Similarly, as noted in an article in Energy Choice Matters, the New Jersey Office of Rate Counsel warned of “many unwanted and expensive consequences” and The New Jersey Large Energy Users Coalition “urges the Board not to pursue the Fixed Resource Requirement alternative, as this largely untested, uncertain and risky remedy would represent a clear case of the prescribed ‘cure’ being far worse than the disease.”
Others have a different view. Proponents say FRR will provide alternative revenue for new renewable energy resources that promote state clean energy goals, otherwise unavailable because of the new MOPR rules. Of course, they’ll have to do this with care; they’ll need to understand, and justify, the specific benefits to their states and the associated costs, and in they’ll be locked into FRR for at least five full years as required in the PJM Tariff.
As energy consultant and former FERC advisor Rob Gramlich told Utility Dive in 2018, “If the FRR opt-out can be made workable, that might be a good thing for clean energy and consumers.” Capacity markets, “which procure the wrong product and prevent full clean energy participation, are no friend of clean energy,” said Gramlich.
Interestingly, PSEG and Exelon Generation support a sort-of hybrid model with two tiers that they say will not inhibit retail generation. It will have a carve out for offshore wind and solar with a ceiling price. “The State would establish a limit on the all-in price it is willing to require customers to pay for capacity bundled with environmental attributes, to ensure the program remains affordable,” the companies said in a May 20 joint filing with the NJBPU.
Of course, it’s a curious coincidence that PSEG just announced its intention to get out of the competitive generation business with the exception of its nuclear fleet, now buttressed by $300 million in annual ZEC subsidies. According to POWER magazine, PSEG has become the latest major U.S. power company to seek an exit from the competitive generation business. Ralph Izzo, PSEG chairman, president, and CEO, said the company is “exploring strategic alternatives” for non-nuclear generating assets—which includes more than 6,750 MW—owned by the company’s competitive arm, PSEG Power. He made clear that “Our intent is to accelerate the transformation of PSEG into a primarily regulated electric and gas utility.”

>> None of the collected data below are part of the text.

PR #2510, opened 2016-03-11
Add Append & Remove instances for Option

dwijnand:


dwijnand:
@eed3si9n WDYT of this change?

eed3si9n:
LGTM

Issue #2435, opened 2016-02-02
cached resolution: Incremental update remove scoped from evicted libs


romanowski:
**Steps:**
Small repro can be found here: https://github.com/romanowski/sbt-problems/tree/incremental-update-scopes

**Problem:**
If incremental update is on when given lib is evicted all extra scopes are dropped.

``` scala
lazy val a = project settings(
    myResolver,
    updateOptions := updateOptions.value.withCachedResolution(true), //comment this line to make ws compile
    libraryDependencies += "a" % "b" % "1.0.0" % "compile->runtime",
    libraryDependencies += "a" % "b" % "1.0.0" % "compile->runtime2 "
)

lazy val b = project dependsOn(a) settings(
    myResolver,
    updateOptions := updateOptions.value.withCachedResolution(true), //comment this line to make ws compile
    libraryDependencies += "a" % "b" % "1.0.1" % "compile->runtime"
)
```

**Expectations**
Incremental update will preserve scopes declared in evicted libs.

Duhemm:
I've investigated this problem. Here are my findings:
- This project exhibits two kinds of conflicts: a conflict on versions (`1.0.0` vs `1.0.1`) and a conflict on configurations (`compile->runtime` AND `compile->runtime2` vs `compile->runtime` only).
- It looks like when cached resolution is off, sbt will select the most recent version and select all configuration (we end up with a dependency on `"a" % "b" % "1.0.1"` with configurations `compile->runtime` and `compile->runtime2`.
- When cached resolution is on, sbt will use the cached `UpdateReport` coming from project `a` (it contains the information about both configurations `runtime` and `runtime2` for its dependency `"a" % "b" % "1.0.0"`), and generate the `UpdateReport` for project `b` (it contains the information about `runtime` only for `"a" % "b" % "1.0.1"`).
- sbt will then select the most recent version, but has no idea about the configuration `runtime2`.

The goal is to eventually compile project `b` while having on the class path:
- project `a`
- `b1.jar` coming from `"a" % "b" % "1.0.1" % "compile->runtime"`
- `b2.jar` coming from `"a" % "b" % "1.0.1" % "compile->runtime"`
- `b3.jar` coming from `"a" % "b" % "1.0.1" % "compile->runtime2"`

The issue is that we will update project `b` and ask only for `"a" % "b" % "1.0.1" % "compile->runtime"`, and replace both configurations coming from project `a` by only one. 

[...]

PR #2513, opened 2016-03-14
Fix for sbt/sbt#2435

Duhemm:
Fixes sbt/sbt#2435

Consider a configuration where we have two projects, A and B.

A has a library dependency on "a" % "b" % "1.0.0" % "compile->runtime"
and "a" % "b" % "1.0.0" % "compile->runtime2"

B depends on project A, and has a library dependency on
"a" % "b" % "1.0.1" % "compile->runtime".

Note that project B depends on a more recent version of "a" % "b" than
project A, and that it depends ONLY on it's "runtime" configuration.

However, when compiling project B, we expect to have on the classpath
project A, and "a" % "b" % "1.0.1" % "compile->runtime" AND
"a" % "b" % "1.0.1" % "compile->runtime2" because it is part of the
compile configuration of project A.

This commit changes the cached resolution engine so that it behaves like
that, by first resolving dependencies on other project and then ensuring
that the dependent project specifies dependencies on the same
configurations.


Duhemm:
I still can't reproduce the failure on my machine. The failure on Travis is different from the original failure (before my fix).

Wiping the cache on Travis seems to fix the issue.

eed3si9n:
notes and forward port plz

eed3si9n:
LGTM

eed3si9n:
I'm seeing Travis CI failures on dependency-management/cached-resolution-configurations from PRs that has nothing to do with library management.

PR #2528, opened 2016-03-31
Implements scriptedBufferLog on sbt build

eed3si9n:
This adds `scriptedBufferLog` key to sbt's build. Currently this value is hardcoded to buffered `true`, but I often want to see the log realtime when I'm coding.

/review @dwijnand, @Duhemm


dwijnand:
:+1:

PR #2530, opened 2016-03-31
Deprecate the Build trait

dwijnand:


main/src/main/scala/sbt/Build.scala
```diff
@@ -8,6 +8,7 @@ import Keys.{ name, organization, thisProject, autoGeneratedProject }
 import Def.{ ScopedKey, Setting }
 
 // name is more like BuildDefinition, but that is too long
+@deprecated("Use .sbt format instead", "0.13.12")
```
eed3si9n, line 11: I think we should write a migration guide in http://www.scala-sbt.org/0.13/docs/Full-Def.html and link to it from here.

dwijnand, line 11: Right, yeah. There and in the notes as well.

I'll try and sketch one out. I'll need a little bit of your time, as your documentation-fu is stronger than mine.

eed3si9n:
I'll merge this for now.

dwijnand:
Forward ported with a breaking change in https://github.com/sbt/sbt/pull/2524

Issue #2537, opened 2016-04-04
name hashing does not track names of synthetic symbols and names from synthetic methods


eed3si9n:
https://github.com/gkossakowski/sbt/issues/9

> As discussed here the current strategy for extracting used names might miss synthetic names for case classes like `copy`, `apply`, `unapply`, etc.
> 
> This ticket is a reminder for me to investigate this issue further. Both for members of case classes and other synthetic members.
## steps

``` scala
// A.scala
case class A(a: Int)
// B.scala
class B { def test(a: A) = a.copy() }

// > compile

// A.scala
case class A(a: Int) { private def copy = ??? }

// > compile
// [info] Compiling 1 Scala source to /Users/jason/code/scratch1/target/scala-2.11/classes...
// [success]

// > ;clean;compile
// ...
// [info] Compiling 2 Scala sources to /Users/jason/code/scratch1/target/scala-2.11/classes...
// [error] /Users/jason/code/scratch1/src/main/scala/B.scala:2: method copy in class A cannot be accessed in A
// [error]   def test(a: A) = a.copy()
// [error]                      ^
```
## problem

Name hashing under compiles.
## expectation

Changes are detected.
## notes

isSynthetic is intentionally omitted.

``` scala
 private def eligibleAsUsedName(symbol: Symbol): Boolean = {
    def emptyName(name: Name): Boolean = name match {
      case nme.EMPTY | nme.EMPTY_PACKAGE_NAME | tpnme.EMPTY | tpnme.EMPTY_PACKAGE_NAME => true
      case _ => false
    }

    (symbol != NoSymbol) &&
      !symbol.isSynthetic &&
      !emptyName(symbol.name)
  }
```

jvican:
I think this was fixed in sbt/zinc#110. Can we close?

dwijnand:
That would seem to not do the "names of synthetic symbols" part.

dwijnand:
Migrated to https://github.com/sbt/zinc/issues/238 by @jvican

PR #2540, opened 2016-04-06
Adds withIncludeSynthToNameHashing.

eed3si9n:
Provides a workaround flag

``` scala
incOptions := incOptions.value.withIncludeSynthToNameHashing(true)
```

for name hashing
not including synthetic methods. This will not be enabled by default in
sbt 0.13. It can also enabled by passing `sbt.inc.include_synth=true`
to JVM. Ref #2537

/review @Duhemm, @gkossakowski, @dwijnand

### DIFF
--- a/cache/tracking/src/main/scala/sbt/Tracked.scala
+++ b/cache/tracking/src/main/scala/sbt/Tracked.scala
@@ -232,23 +232,23 @@ object FileFunction {
   type UpdateFunction = (ChangeReport[File], ChangeReport[File]) => Set[File]
 
   /**
-    Generic change-detection helper used to help build / artifact generation /
-    etc. steps detect whether or not they need to run. Returns a function whose
-    input is a Set of input files, and subsequently executes the action function
-    (which does the actual work: compiles, generates resources, etc.), returning
-    a Set of output files that it generated.
-
-    The input file and resulting output file state is cached in
-    cacheBaseDirectory. On each invocation, the state of the input and output
-    files from the previous run is compared against the cache, as is the set of
-    input files. If a change in file state / input files set is detected, the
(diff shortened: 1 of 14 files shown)


gkossakowski:
Fails with:

```
[error] /home/travis/build/sbt/sbt/interface/src/test/scala/xsbti/TestCallback.scala:8: class TestCallback needs to be abstract, since method includeSynthToNameHashing in trait AnalysisCallback of type ()Boolean is not defined
[error] class TestCallback(override val nameHashing: Boolean = false) extends AnalysisCallback
[error]       ^
[error] one error found
```

Assuming this error is fixed, this looks good to me.

@eed3si9n, I'm wondering if we could always include synthetic names. I haven't found a good reason to not to include them. What do you think?

eed3si9n:
@gkossakowski I can flip the switch and have it on by default. I thought we are concerned that changing `apply` could cascade into compiling all sources because everyone uses `apply`.

mpociecha:
So maybe does it make sense to add the possibility to specify the list of names which won't be included? It would be only the half-measure, I think, but it anyway may be worth to have it for the test purposes.

eed3si9n:
@mpociecha For now let's keep it simple on or off, and we can fine tune this more in sbt/zinc for 1.0, which will have synthetic methods included by default.

smarter:
Note that including synthetic members is not enough, you should also include synthetic classes (which are currently ignored), consider:

``` scala
case class A(x: Int)
// private object A
```

``` scala
object B {
  A(0) // should stop compiling when the private object line is uncommented
}
```

dwijnand:
Forward port in https://github.com/sbt/zinc/pull/110, with a breaking change for 1.0.

PR #396, opened 2012-03-11
Parser for escaped and verbatim string literals

eed3si9n:
## background

see [Arguments with whitespace](https://groups.google.com/forum/#!topic/simple-build-tool/el5c3oaSgsw/discussion). Heiko wrote:

> How can I pass arguments to the run method that contain a whitespace, e.g.
> 
> ```
> run "Mark Harrah" 
> ```
## what's here

I've changed the `spaceDelimited` parser as follows:

``` scala
def spaceDelimited(display: String): Parser[Seq[String]] = (token(Space) ~> token(StringBasic, display)).* <~ SpaceClass.*
```

Instead of simple `NotSpace`, it uses `StringBasic`, which parses three different kinds of strings:

``` scala
lazy val StringBasic = StringVerbatim | StringEscapable | NotQuoted
```
### verbatim string

Verbatim string uses the same style as Scala:

```
run """foo bar C:\""" """x"""
```

Arguments are passed into the app as two arguments.
### escaped string

Escaped string uses the same style as Scala/Java. See [String Literals](http://docs.oracle.com/javase/specs/jls/se5.0/html/lexical.html#101083) for Java spec.

``` scala
run "baz\u0398\t\""
```

This passes in `bazΘ   "`.
### unquoted string

Finally, for backward compat, we have unquoted string, which begins with non-double-quotation character and ends with a space.

``` scala
run quux
```
## note

All escape sequence evaluations are done at the parser-level, so the underlying settings system does not see any escaping. Thus most of the existing tasks should be able get the benefits without changing them.
The exceptions are InputTasks and Command that currently uses `"` and `\`.

PR #2549, opened 2016-04-12
Native script support

ekrich:
Allows for a filename like `hellosbt.bat` in Windows.

```
::#!
@echo off
call xsbt -Dsbt.version=0.13.12 -Dsbt.main.class=sbt.ScriptMain --error %~nx0 %*
goto :eof
::!#

/***
name := "sbt embed"
version := "1.0"
scalaVersion := "2.11.8"
logLevel in Global := Level.Debug
*/

println("Hello, " + args.headOption.getOrElse("World") + "!")
```

Or with Unix, `hellosbt.sh`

PJM hasn’t issued a news release or a formal statement on the issue, but it does offer a one-pager on its website issued this January that says: “A party is eligible to elect the FRR alternative if they are an investor-owned utility, an electric cooperative or public power entity. And they must be able to demonstrate that they have sufficient resources available to meet the reliability requirement for the FRR service area, which is generally the projected future demand for electricity plus a reserve margin.”
One thing is for sure: there’s going to be a lot of back and forth in the halls of state capitals and in Washington over this issue, which has become an enormous controversy in North America’s largest competitive energy market.
—David Gaier is an experienced corporate communications professional and previously a spokesman for two major public energy companies. He has also worked in-house and in agencies across several industries and is a Marine Corps and Foreign Service veteran.